- **TRY IT**
In the data below, find the line containing "PR #313, opened 2016-03-21"; reproduce that line and all subsequent lines exactly, and nothing else.

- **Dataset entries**

PR #481, opened 2025-08-05
Don't require built in model names to be in the enum, since we now push new models OTA

scosman:
## Summary by CodeRabbit

* **Bug Fixes**
  * Improved error handling when selecting unavailable models or providers, ensuring the system returns no result instead of raising errors.

* **Tests**
  * Added and updated tests to verify that missing or misconfigured models and providers now result in a safe return value rather than an exception.

### DIFF
--- a/libs/core/kiln_ai/adapters/provider_tools.py
+++ b/libs/core/kiln_ai/adapters/provider_tools.py
@@ -74,21 +74,21 @@ def builtin_model_from(
     name: str, provider_name: str | None = None
 ) -> KilnModelProvider | None:
     """
-    Gets a model and provider from the built-in list of models.
+    Gets a model provider from the built-in list of models.
 
     Args:
         name: The name of the model to get
         provider_name: Optional specific provider to use (defaults to first available)
 
     Returns:
-        A tuple of (provider, model), if the model is found and has a provider
+        A KilnModelProvider, or None if not found
     """
     # Select the model from built_in_models using the name
     model = next(filter(lambda m: m.name == name, built_in_models), None)
     if model is None:
         return None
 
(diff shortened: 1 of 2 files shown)


libs/core/kiln_ai/adapters/provider_tools.py
```diff
@@ -82,23 +81,17 @@ def builtin_model_from(
         provider_name: Optional specific provider to use (defaults to first available)
 
     Returns:
-        A tuple of (provider, model)
-
-    Raises:
-        ValueError: If the model or provider is not found, or if the provider is misconfigured
+        A tuple of (provider, model), if the model is found and has a provider
```
leonardmq: This method is returning `KilnModelProvider | None`, not a tuple. The entire docstring does not seem to match what it is doing now. 

Could also possibly rename the method as its name suggests it returns a model, but it returns a model provider instead

libs/core/kiln_ai/adapters/provider_tools.py
```diff
@@ -82,23 +81,17 @@ def builtin_model_from(
...
-        return None
-
     # Select the model from built_in_models using the name
-    model = next(filter(lambda m: m.name == name, built_in_models))
+    model = next(filter(lambda m: m.name == name, built_in_models), None)
     if model is None:
-        raise ValueError(f"Model {name} not found")
+        return None
 
     # If a provider is provided, select the provider from the model's provider_config
```
leonardmq: The comment refers to a `provider_config`, but not sure what it is - from searching `provider_config` in the code, it seems it might have been a historical / deprecated concept for OpenAI compatible providers. Not sure if the comment is still valid

PR #203, opened 2015-06-21
scale Picons in ChanneSelection

lolly-enigma2:
If Picons have great Diminsions (420x240) will it no visible in
ChanneSelection with old code.

Now with scaling the picons are visible in ChanneSelection


lolly-enigma2:
That was great bullshit ;)

PR #219, opened 2015-07-31
record AITs

philotas:
I had the use case where I needed the AITs inside the TS for a recording.
I made the changes as suggested here: http://forums.openpli.org/topic/38513-ait-cropped-from-transport-stream/ and it seems to work fine.

### DIFF
--- a/lib/service/servicedvbrecord.cpp
+++ b/lib/service/servicedvbrecord.cpp
@@ -436,8 +436,10 @@ int eDVBServiceRecord::doRecord()
 					if (i->capid >= 0) pids_to_record.insert(i->capid);
 				}
 			}
-
-				/* find out which pids are NEW and which pids are obsolete.. */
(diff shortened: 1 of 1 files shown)


philotas:
I can see that the use case only applies to very few users, so it could maybe be an option which is disabled by default although it should do no harm having it activated by default.

arn354:
I added it with a recording config option.
https://github.com/openatv/enigma2/commit/6d2101cc3c6dbd6850868993f0cdece3f88d347c

Schimmelreiter:
What would be the consequence if we just enable it w/o option to switch it off?
I think E2 already has too many confusing options.

arn354:
PLi added it without config option. Personally i prefer to be able to configure anything "additional". But i have basically no obligations if you want to change it and enable it as default. Additional AIT data in recordings seem not to be that much.

PR #269, opened 2015-11-15
Update it.po

CloudItaly:


atvcaptain:
please check it.po beforre commit we have many typos in the file  check with msgfmt -o it.mo it.po

PR #300, opened 2016-03-15
Event description scrollable in SecondInfoBar

pizzelnet:
Makes event description scrollable in SecondInfoBar (screen)


pizzelnet:
To make event description scrollable in SecondInfoBar (screen).

PR #310, opened 2016-03-21
Add Maximum number of days in EPG

pizzelnet:
Cannot check, sorry.


atvcaptain:

PR #313, opened 2016-03-21
Update setup.xml

pizzelnet:


atvcaptain:

PR #317, opened 2016-03-24
File size in GB with 2 digits when file is +1024MB

pizzelnet:
Shows the size of the file in gigabytes (with two digits for megabytes) when it is higher than 1024 MB. (E.g. 4.35GB)


pizzelnet:
gigabyte

pizzelnet:
gigabyte

PR #323, opened 2016-03-25
Update epgcache.cpp

pizzelnet:


atvcaptain:
you break a function with this commit

bool save_epg = eConfigManager::getConfigBoolValue("config.epg.saveepg");

this need then epg.dat save to nas and more then one box share the same epg dat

- **RESULT OF THE EXERCISE**
PR #313, opened 2016-03-21
Update setup.xml

pizzelnet:


atvcaptain:

PR #317, opened 2016-03-24
File size in GB with 2 digits when file is +1024MB

pizzelnet:
Shows the size of the file in gigabytes (with two digits for megabytes) when it is higher than 1024 MB. (E.g. 4.35GB)


pizzelnet:
gigabyte

pizzelnet:
gigabyte

PR #323, opened 2016-03-25
Update epgcache.cpp

pizzelnet:


atvcaptain:
you break a function with this commit

bool save_epg = eConfigManager::getConfigBoolValue("config.epg.saveepg");

this need then epg.dat save to nas and more then one box share the same epg dat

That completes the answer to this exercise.